I've bought a used 110g tank. It is in need of some repair, but considering the very tiny price I am paying, I don't mind a bit. I plan to replace at least the side pieces of glass and maybe the bottom as well. I have used GE silicone I in the past and been very happy with it, especially the price. But since this tank is sooooooo large I thought perhaps I should ask opinions on what the BEST silicone is. Not worried about the price for a change, just the long term quality. 

The silicones I know of being used in aquariums:

GE silicone I- I use it, I like it, not sure how it hold up after 5 years though....

NAPA windshield silicone- It's black... It's supposed to be great but I haven't tried it

Aquarium sealant- Used it on small stuff, then read the label and it says not for tanks over 30g. This tank is a LOT bigger than 30g. 
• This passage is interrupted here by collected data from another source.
PR #271, opened 2021-03-29
Deserialize custom resources with EnableStrict

### LINKED ISSUE #270: Deserialize extension resources (Infrastructure, etc.) using strict deseriazliation, including during validation

/area control-plane
/kind enhancement
/priority 3
/platform azure

Extension resources such as `Infrastructure` should be deserialized using the so-called "strict mode" that was introduced recently. In this mode, deserialization fails if there is any data that is not part of the API definition.

**Why is this needed**:

We recently had the case where the infrastructure creation failed because the user did not indent `natGateway` properly in an infrastructure resource :

```yaml
kind: Shoot
apiVersion: core.gardener.cloud/v1beta1
spec:
  provider:
    type: azure
    infrastructureConfig:
      kind: InfrastructureConfig
      networks:
        ...
      natGateway: # <--- nat gateway should be under networks
        ...
```

Changing the deserialization as described would enable us to detect and report such mistakes earlier, e.g. when the Shoot resource is created / updated, rather than much later when the infrastructure creation fails.

We would like to introduce this first for azure, later for other providers as well.

stoyanr:

/area control-plane
/kind enhancement
/priority 3
/platform azure

Adds the `EnableStrict` option to all places where a codec factory is creation, to ensure that custom resources are always deserialized in "strict" mode. This means that resources with fields that are not allowed by the API schema will be rejected by validation and would not be processed by the controllers as well.

Fixes #270

**Release note**:

```breaking user
Extension resources (`Infrastructure`, `ControlPlane`, etc.) are now deserialized in "strict" mode, including during validation by the validating webhook. This means that resources with fields that are not allowed by the API schema will be rejected by validation. Creating new shoots containing such resources will not be possible, and updating existing shoots will fail with an appropriate error until you manually update the shoot to make sure any extension resources contained in it are valid.
```

### DIFF
--- a/pkg/admission/validator/shoot.go
+++ b/pkg/admission/validator/shoot.go
@@ -21,7 +21,6 @@ import (
 
 	extensionswebhook "github.com/gardener/gardener/extensions/pkg/webhook"
 	"github.com/gardener/gardener/pkg/apis/core"
-	"github.com/go-logr/logr"
 	"k8s.io/apimachinery/pkg/runtime"
 	"k8s.io/apimachinery/pkg/runtime/serializer"
 	"k8s.io/apimachinery/pkg/util/validation/field"
@@ -44,8 +43,8 @@ var (
 
 // shoot validates shoots
 type shoot struct {
-	decoder runtime.Decoder
-	Logger  logr.Logger
+	decoder        runtime.Decoder
+	lenientDecoder runtime.Decoder
 }
 
 // NewShootValidator returns a new instance of a shoot validator.
@@ -55,7 +54,8 @@ func NewShootValidator() extensionswebhook.Validator {
 
 // InjectScheme injects the given scheme into the validator.
 func (s *shoot) InjectScheme(scheme *runtime.Scheme) error {
-	s.decoder = serializer.NewCodecFactory(scheme).UniversalDecoder()
+	s.decoder = serializer.NewCodecFactory(scheme, serializer.EnableStrict).UniversalDecoder()
+	s.lenientDecoder = serializer.NewCodecFactory(scheme).UniversalDecoder()
 	return nil
 }
 
@@ -121,7 +121,7 @@ func (s *shoot) validateUpdate(oldShoot, shoot *core.Shoot) error {
 	if oldShoot.Spec.Provider.InfrastructureConfig == nil {
 		return field.InternalError(infraConfigPath, fmt.Errorf("InfrastructureConfig is not available on old shoot"))
 	}
-	oldInfraConfig, err := checkAndDecodeInfrastructureConfig(s.decoder, oldShoot.Spec.Provider.InfrastructureConfig, infraConfigPath)
+	oldInfraConfig, err := checkAndDecodeInfrastructureConfig(s.lenientDecoder, oldShoot.Spec.Provider.InfrastructureConfig, infraConfigPath)
 	if err != nil {
 		return err
 	}
--- a/pkg/admission/validator/cloudprofile.go
+++ b/pkg/admission/validator/cloudprofile.go
@@ -39,7 +39,7 @@ type cloudProfile struct {
 
 // InjectScheme injects the given scheme into the validator.
 func (cp *cloudProfile) InjectScheme(scheme *runtime.Scheme) error {
-	cp.decoder = serializer.NewCodecFactory(scheme).UniversalDecoder()
+	cp.decoder = serializer.NewCodecFactory(scheme, serializer.EnableStrict).UniversalDecoder()
 	return nil
 }
 
--- a/pkg/apis/azure/helper/scheme.go
+++ b/pkg/apis/azure/helper/scheme.go
@@ -43,7 +43,7 @@ func init() {
 	Scheme = runtime.NewScheme()
 	utilruntime.Must(install.AddToScheme(Scheme))
 
-	decoder = serializer.NewCodecFactory(Scheme).UniversalDecoder()
+	decoder = serializer.NewCodecFactory(Scheme, serializer.EnableStrict).UniversalDecoder()
 }
 
 // InfrastructureConfigFromInfrastructure extracts the InfrastructureConfig from the
--- a/pkg/controller/worker/utils_test.go
+++ b/pkg/controller/worker/utils_test.go
@@ -48,7 +48,7 @@ func wrapNewWorkerDelegate(client *mockclient.MockClient, seedChartApplier *mock
 	_ = apiazure.AddToScheme(scheme)
 	_ = v1alpha1.AddToScheme(scheme)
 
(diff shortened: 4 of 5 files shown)


vpnachev:
As an operator, I would like to have the option to disable this check for at least several releases. Can you make it configurable? It can still be enabled by default.

rfranzke:
+1, good point @vpnachev, I think this makes sense.

stoyanr:
@rfranzke @vpnachev Are you sure this is really a must, and if yes, why? Do you expect that users are using a lot of shoots with wrongly formatted extensions, or are you afraid of something else?

Although it may not seem much of a change, please have in mind that it should be done for every single provider extension (and maybe for others as well?), so the effort is multiplied by a factor of ~10.

In case it has to be configurable, should it be configurable for both the extension controller and the admission webhook executables, and how exactly? While the controller is configurable via a config file (and it would be natural to add it there), the admission webhook doesn't have such a config file, so it should either be added (making the change even bigger), or a command line switch should be used (making it inconsistent with the controller). Or, both could use command line switches, but for the controller it would be rather weird.

Unless you are 100% sure this is a must, I would save this entire complication.

rfranzke:
OK, that's true, it would mean a lot of effort on our side given that it requires configurability in both components and for all provider extensions. Given this, I rather also tend to not making it configurable and rather argue that such resources are already broken/invalid in the first place. Landscape operators still have the option to announce that this strict validation will be enabled before they deploy the next release of the extensions.
I think in k/k it's not configurable neither (of course, k/k is somewhat different compared to Gardener because end-users control the version (+ resulting behavioral changes) themselves).

stoyanr:
@rfranzke Thanks, in this case I would expect a /lgtm, or do you have also other concerns?

rfranzke (dismissed):
Nope, looks good, thank you!

/lgtm
/invite @vpnachev for
/second-opinion

vpnachev:
Will this be properly categorized as user error in the shoot status?
I do not see release not of type `breaking`.

stoyanr:
@vpnachev 
> Will this be properly categorized as user error in the shoot status?

Since the error will first popup in the admission webhook, the shoot will not be created at all. 

> I do not see release note of type `breaking`.

Could you please be more concrete what do you think should be done?

vpnachev:
> > Will this be properly categorized as user error in the shoot status?
> 
> Since the error will first popup in the admission webhook, the shoot will not be created at all.

@stoyanr what about update/patch requests?



> > I do not see release note of type `breaking`.
> 
> Could you please be more concrete what do you think should be done?

@stoyanr the release note that you have added to this PR does not reflect the real change and that you are about to potentially brake users. 
If I am not a Gardener developer, but just a Gardener Landscape user, I will never ever go through any PR in the various components used in a landscape, instead I would read only the release notes. So please, add a `breaking user` release note and describe as precisely as possible what this PR is about to change and how/when some users can be affected.

ialidzhikov:
> I do not see release note of type `breaking`.

Yes, valid point. Sorry for joining late, but what is the update/migration strategy wrt to this change? IIUC this is a braking change and if a Shoot has invalid infrastructureConfig, then then admission will disallow any updates on such Shoot? If that is the case how we fix these Shoots and allow gardenlet and any other component to update them?

stoyanr:
> ... how we fix these Shoots and allow gardenlet and any other component to update them?

The admission will only disallow updates to shoots if they still contain invalid extension resources. Fixing them is as simple as making sure the extension resources are valid. A small number of existing user shoots may be affected (I don't think users habitually created such shoots), in which case the users themselves will have to fix them.

> ... what about update/patch requests?

I will check this.

Finally, a request: if you still have concerns, let's discuss them face to face.

vpnachev:
> let's discuss them face to face.

Definitely no. Just 6 months later nobody will remember what we have been discussing f2f.
It is much better the reasoning for the decision to be in the PR.

stoyanr:
@vpnachev Let's be realistic. We aren't doing that for most other PRs as well, it's simply far, far too much. I will take care to update the PR with whatever changed and the reasoning for it. Meanwhile, let's try to be somewhat more efficient and understand each other better.

stoyanr:
> Without having checked the implementation, my assumption is that status updates to the shoots are not even calling this admission webhook, so the gardenlet would be fine and can continue to operate, I assume (is this correct @stoyanr?). It's just that the spec cannot be changed unless the configurations are fixed, right?

Unfortunately, right now this is not the case ... Updates break even if the old shoot is invalid :-( This should be fixed of course. Regarding the status, I am not yet sure (simply haven't got that far). Let me properly test and fix this, hopefully I can make it work exactly as you outlined.

stoyanr:
I fixed the update issue and can confirm it works exactly as @rfranzke outlined above - the processing of the Shoot fails with an error in the infrastructure controller and it's properly reflected in the status. This error is not yet categorized as an user error (e.g. `ERR_CONFIGURATION_PROBLEM`). Since the categorization function is in g/g, it follows I should file a PR for g/g for it, there is nothing to do here, correct?

Until a newer g/g is vendored, it will work as expected except the categorization, which should not be an issue if we take care to vendor a newer g/g in all extensions before their next release?

stoyanr:
The PR in g/g for updating the error categorizaton is https://github.com/gardener/gardener/pull/3798

pkg/admission/validator/shoot.go
```diff
@@ -44,8 +44,9 @@ var (
 
 // shoot validates shoots
 type shoot struct {
-	decoder runtime.Decoder
-	Logger  logr.Logger
+	decoder        runtime.Decoder
+	lenientDecoder runtime.Decoder
+	Logger         logr.Logger
```
rfranzke, line 49: Is this Logger used somewhere? Why is it exported?

stoyanr: No, it's not, perhaps some leftover. It has nothing to do with my change, but I will delete it anyway.

stoyanr: Done

rfranzke: Ah, I missed that it wasn't even added by you. Anyways, thanks for cleaning up!

rfranzke (approved):
/lgtm

dkistner (approved):
Sorry for joining late. Following the discussions it is looking good to me.

How to proceed here? Should we wait until g/g with the related pr is released? 
Or can we merge it and incorporate it in the next release (which will happen quite soon)?

stoyanr:
@dkistner I am also not really sure. Since the g/g change is already merged, I could vendor a newer g/g with it, but I am not really sure if this effort is needed. @rfranzke What would you advise?

rfranzke:
We agreed to only vendor released versions of g/g (at least when we want to release a new extension version). Anyways, I think there is no strong need to do anything now. This error code mapping is just to ease the operator's lives, so it can also come a little later.

stoyanr:
OK, I will then proceed with making the same change for other extensions.

dkistner:
Alright then we can bring that in and incorporate it in our next release.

Any experiences with these 3? Any experiences with any others?? I've got time before I move on this and I'd rather have it done right than cheap or fast....

Thanks in advance!!!


----------



## nokturnalkid (Feb 27, 2007)

I've used ge rtv108 before and haven't had any problems with it. I've also used the ge silicone I on a 125 in the past and it held for more than 5 years before I had to move and sell that tank.


----------



## fishyjoe24 (May 18, 2010)

will that silicone ge 1 work to bond to pieces of glass together?
I found a crack on the top back corner on the left side of my 55g yesterday, and am wondering if i can just cover it up with some silicone and a piece of glass? or am i going to have to find another 55g tank?


----------